Researchers See Little Evidence That Screening Prevents Obesity-Related Illnesses

Parents Often Don't See Problem continued...

Pediatrician and study co-author Cynthia DeLago, MD, MPH, tells WebMD that parents who were overweight themselves often recognized the problem in their children, but had taken no action.

"We don't know exactly, but it is likely that many of these parents just felt defeated by their own struggles with weight," she says. "You might hear, 'Everybody in our family is big. It's genetics, and there isn't anything we can do about it.'"

The researchers found that parents of children who were 8 years old or older were more likely to be ready to address their child's weight issues than parents of younger children.

DeLago says the realization that parents' attitudes about their children's weight vary widely has changed the way she practices medicine.
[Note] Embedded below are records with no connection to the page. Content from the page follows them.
PR #1096, opened 2026-02-25
build: Use `bundler` and `esnext` for module resolution

allansson:
## Description

So far we've been using `commonjs` modules in `tsconfig.json`, but there's no technical reason for us to do so. Electron is based on CommonJS, but Vite is transforming ES moduels to CJS for us so typescript doesn't really have to worry about it.

The biggest drawback has been that we've had to add `@ts-expect-error` to any place where we want to use `import.meta`, but I recently tried adding a new package and typescript couldn't find the correct types without setting `moduleResolution` to `bundler`.

The changes are pretty small. Besides the changes to `tsconfig.json`, all of the `@ts-expect-error` directives related to `import.meta` have been removed. In a couple of places there's been some changes to type imports.

## How to Test

* Start k6 Studio and check that everything works
* Run the type checker

## Checklist

### DIFF
--- a/src/components/Monaco/ConstrainedCodeEditor.tsx
+++ b/src/components/Monaco/ConstrainedCodeEditor.tsx
@@ -4,7 +4,7 @@ import constrainedEditor, {
   ConstrainedEditorInstance,
   RestrictionObject,
 } from 'constrained-editor-plugin'
-import * as monacoTypes from 'monaco-editor/esm/vs/editor/editor.api'
+import type * as monacoTypes from 'monaco-editor'
 import { useEffect, useRef, useState } from 'react'
 
 import { ReactMonacoEditor } from './ReactMonacoEditor'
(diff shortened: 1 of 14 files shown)


src/components/Monaco/ConstrainedCodeEditor.tsx
```diff
@@ -4,7 +4,7 @@ import constrainedEditor, {
   ConstrainedEditorInstance,
   RestrictionObject,
 } from 'constrained-editor-plugin'
-import * as monacoTypes from 'monaco-editor/esm/vs/editor/editor.api'
+import type * as monacoTypes from 'monaco-editor'
```
allansson, line 7: Import the types directly from `monaco-editor` instead. The `type`-only import is to make sure we don't pull in the entire `monaco-editor`.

"It is important to understand where a parent is coming by asking if their child's weight is a concern," she says. "The discussion that you have with a parent who says 'yes' is very different from the one you have with one who says 'no.'"
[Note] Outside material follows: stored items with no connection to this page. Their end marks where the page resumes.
PR #1097, opened 2026-02-26
build: Fix macos build error and improve local build/hmr performance

e-fisher:
This PR fixes 2 issue:

### Problem
The Electron 40 upgrade bumped Node from v22 to v24.11. After that, the macOS release jobs fail with:
```
Cannot find module 'appdmg'
```

appdmg is an optional transitive dependency (@electron-forge/maker-dmg -> electron-installer-dmg -> appdmg). When its native code fails to compile, npm silently skips it. At make time, require('appdmg') crashes.

### Cause
1. appdmg -> ds-store -> macos-alias@0.2.12 depends on nan@^2.4.0, which resolved to nan@2.20.0. NAN 2.20 does not support Node 24's V8 engine -- only NAN 2.25.0+ does. The V8 API changes cause C++ compilation errors in NAN's headers (IndexedPropertyHandlerConfiguration, ScriptOrigin constructors).
2. node-gyp requires Python's setuptools to orchestrate native builds. macOS GitHub Actions runners ship with Python 3.12+ where setuptools was removed 1. The previous workaround installed Python 3.11.4 on all platforms, even though appdmg is only needed on macOS.

### Fix
- package.json: Add "nan": "^2.25.0" to overrides, forcing all transitive NAN consumers to use a version that supports Node 24.
- release.yml / release-test-version.yml: Replace actions/setup-python (Python 3.11.4) with brew install python-setuptools, scoped to macOS only via if: runner.os == 'macOS'.

### Problem

After the Forge v7 upgrade, the `external` list was replaced with `builtins` (only Node built-ins + electron), forcing Vite to bundle all ~80+ npm dependencies on every build. This caused:

- Terribly slow dev builds - every file edit triggers rebundling of the entire dependency tree
- HMR crashes the bundler runs out of memory or times out during hot module replacement

Reverting to `external` (all deps externalized) broke the packaged app because `@electron-forge/plugin-vite` v7+ strips `node_modules` from the ASAR -- externalized packages are missing at runtime.

### Solution

Use different externalization strategies for dev vs production:

- **Dev** (`npm start`): externalize all CJS-compatible dependencies for fast builds and stable HMR. ESM-only packages (detected automatically by reading each dependency's `package.json` for `"type": "module"`) are kept bundled since CJS `require()` can't load them.
- **Production** (`electron-forge make`): only externalize Node built-ins, so Vite bundles everything. No `node_modules` needed in the ASAR, keeping app size unchanged.

Also:
- `tsconfig.json`: changed `"module"` from `"commonjs"` to `"ESNext"`. This is the correct setting for Vite projects -- it only affects type checking, not the actual build output (which is still CJS). This allows `import.meta.env` and `import.meta.vitest` to type-check without workarounds.
- Removed 11 `@ts-expect-error` comments across 9 files that existed solely to suppress `import.meta` errors under the old `commonjs` module setting.

## How to Test
**Local:**
1. Run the app, verify everythings works
2. Veify live code reload works
3. Modify electron file (e.g. main.ts), verify app reloads (previously crashed)

**Built app:**
Download build from custom release and verify everythings works as expected: https://github.com/grafana/k6-studio/releases/tag/untagged-33405c035a26900f92b0

## Checklist


tsconfig.json
allansson: We should change this to `bundler` as well.

.github/workflows/release-test-version.yml
```diff
@@ -51,12 +51,12 @@ jobs:
...
-      # https://github.com/electron/forge/issues/3371#issuecomment-2105195302
-      - name: Install Python 3.11.4
-        uses: actions/setup-python@83679a892e2d95755f2dac6acb0bfd1e9ac5d548 # v6
-        with:
-          python-version: "3.11.4"
+      # appdmg (used for DMG builds) depends on native modules compiled via node-gyp,
+      # which requires Python setuptools. macOS runners ship with Python 3.12+ where
+      # setuptools was removed. See https://github.com/electron/forge/issues/3371
+      - name: Install setuptools for appdmg
+        if: runner.os == 'macOS'
```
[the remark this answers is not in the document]
e-fisher: `runner.os` is actually the more robust check -- it doesn't depend on matrix naming. Using `startsWith(matrix.platform, ...)` is a workaround for cases where you need to distinguish between matrix entries that run on the same OS (e.g., `macos-latest` vs `macos-14` for different architectures).

If the other checks in the workflow use `startsWith(matrix.platform, ...)` because they need to differentiate between matrix variants, that's fine for those cases. But suggesting to replace `runner.os` with a string match purely for "consistency" would make the check less robust. I'd push back on that review comment.

tsconfig.json
e-fisher: Looks like you commented on older commit - it's updated 👍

She adds that parents are often reluctant to take action until the child sees his or her weight as an issue, usually around the time they hit middle school.

"The problem is that by then you have established certain eating patterns that are really hard to break," she says.

So What Can a Parent Do?

While she agrees that studies addressing childhood obesity are badly needed, pediatric weight loss specialist Melinda Sothern, PhD, says there are effective intervention programs for overweight kids.

Sothern directs the Childhood Obesity Prevention Laboratory at Louisiana State University, and is co-author of the book Trim Kids.

"A good program won't focus on weight," she says. "It will focus on healthy eating, increasing physical activity, and decreasing the time a kid spends in front of the television or computer."

Interventions aimed at younger children should focus on the home environment, she says. Some of the most important changes include:

  • Limiting screen time -- TV, computers, and video games -- to less than 2 hours a day.
  • Making sure kids have plenty of opportunity for exercise, especially unstructured play.
  • Having regular sit-down family meals, and banning snacking in front of the television.
  • Getting junk foods out of the house, and replacing them with fruits, vegetables, and other healthy foods.

"The key is for parents to take control of the home," she says. "Young children, especially, will eat what is available. That means junk food if it is there and healthier fare if it isn't."

Parents are less able to influence their older children's behaviors with regard to weight, food choices, and activity, and they should not even try unless asked, Sothern says.

"Parents shouldn't get into struggles about weight and food with teenagers because there are so many other things going on," she says. "We don't really know what works with teens, but we do know that the worst thing a parent can do is confront their teenaged child about their weight."